Whether subjecting a defendant to consecutive sentencing for multiple convictions based on determinations made by a trial judge, and not a jury, violates the Sixth Amendment right to a jury trial, based on the U.S. Supreme Court’s rulings in Apprendi v. New Jersey and Blakely v. Washington, which prohibit trial judges from imposing greater punishment than the statutory maximum prescribed for the particular crime of which the defendant has been convicted.

Court below

 

The U.S. Supreme Court in Apprendi v. New Jersey and Blakely v. Washington determined that sentencing decisions that exceed the statutory maximum prescribed for a crime are unconstitutional and violate the Sixth Amendment right to a jury trial if they are based on additional fact finding by the trial judge, rather than the jury.

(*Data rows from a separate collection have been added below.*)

PR #10, opened 2022-02-21
Add additional test idnr for production environment

JulianRoesner:
# Short Description
We sometimes have the problem that we want to test more than once per day the flow of request, activate and cancel unlock_code on production. We only have one test_idnr that we can use for that and are limited to performing this only once per day.
Therefore, this adds one more test IdNr to be used in production

# Changes
- Use an array instead of a string
- Adapt tests

# Feedback
- Do you see any problem with this?


frederike-ramin (approved):
Looks great. 👍 
Also the choice of the IdNr makes a lot of sense to me. :)

PR #17, opened 2022-03-11
Integrate new structure

JulianRoesner:
# Short Description
This adds the new folder structure from main-develop to the erica repository. Furthermore, I also added integration tests that we can use to test the application from the outside (I, for example, tested the docker image with those tests). I would propose that we add a step to our cicd-pipeline, where we run those tests on a pod accessing the deployed erica. That way we can ensure that changes do not have any bad effects on our integrated solution. 
We can exchange those in the future maybe through some kind of contract based testing.

# Changes
- Restructure the repository
- Add tests
- Fix a small error where we did accept incorrect state_abbreviations and would get a key error because of that.

# Feedback
- Any?


JulianRoesner:
The security hotspots can be resolved imo because they only affect some strings that are put into the xml not real http calls and I do not see a problem with the logger configuration

punknoir101 (commented):
OK, just one small thing: [tests/apllication/.gitignore](https://github.com/digitalservice4germany/erica/pull/17/files#diff-5face74ffcc8a549dcd3e6c11ed02adf9039e0fb13f57ba81af48ed47d3d2348) --> folder name with wrong spelling tests/a...

punknoir101 (approved):

PR #19, opened 2022-03-14
feat: introduce  job queue within clean architecture

punknoir101:
# Short Description
- introduce clean architecture
- Durchstich for FSC

# Changes
-  base configuration, models, repositories, services, DTOs for job queue

# Feedback
- Which parts of the code would you like feedback on?
- Questions that are open are also good (e. g. "Do you see any tests missing for class x?")


docker-compose.yml
```diff
@@ -0,0 +1,22 @@
...
+    restart: always
+    expose:
+      - 6379
+    ports:
+      - "6379:6379"
+  db:
+    image: postgres:latest
+    restart: always
+    environment:
+      - POSTGRES_USER=postgres
```
SannyNguyenHung, line 14: if this the local docker compose then I'm totally fine with this but we should also add a docker-compose.ci.yml for the secrets

SannyNguyenHung (approved):
It's okay for me now, didn't see any crucial impacts for the legacy code so far.

JulianRoesner (commented):
I was not able to go through every single file independently, yet. I have added a small change to ensure that building the docker image still works. I have tested the image with the integration tests. Therefore, I would assume that there is nothing fundamentally breaking through the new code as it is mostly dead code. Nevertheless, we will need to make sure to clean it up and test it a lot with future PRs.
And: We do not have to discuss this now, but personally, I am not such a big fan of a separate lib folder outside of the erica_module.

punknoir101:
> > Why do we need to add those` __init__.py` files?
> 
> Older versions of Python needed a `__init__.py` file to tell Python that a folder is a module. Newer Python versions do not need the **init**.py files. However, Pycharm adds this automatically.
> 
> I would propose we clean that up and delete those `__init__.py` files

:white_check_mark:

Thomas Eugene Ice was convicted by a jury of six crimes, and under a state statutory scheme, was sentenced by a trial judge to serve sentences for four of the convictions consecutively, meaning one after another, rather than concurrently, in which sentences would have been served at the same time. Ice argued that because his sentence exceeded the statutory maximum for any one of his convictions, and was based on determinations made by the trial judge rather than the jury, it violated the rule established in Apprendi and Blakely and was unconstitutional. The Oregon Supreme Court agreed, and it reversed his conviction. The U.S. Supreme Court considers in this case whether its prior rulings apply to consecutive sentencing based on fact finding determinations made by a judge rather than a jury.

Questions as Framed for the Court by the Parties

Whether the Sixth Amendment, as construed in Apprendi v. New Jersey, 530 U.S. 466 (2000), and Blakely v. Washington, 542 U.S. 296 (2004), is violated by the imposition of consecutive sentences based on the sentencing judge’s determination of a fact (other than a prior conviction) that was not found by the jury or admitted by the defendant.

Thomas Eugene Ice was the manager of an apartment complex. On two occasions, Ice entered an apartment at night and sexually touched an 11 year old girl in her bedroom. State v. Ice, 343 Ore.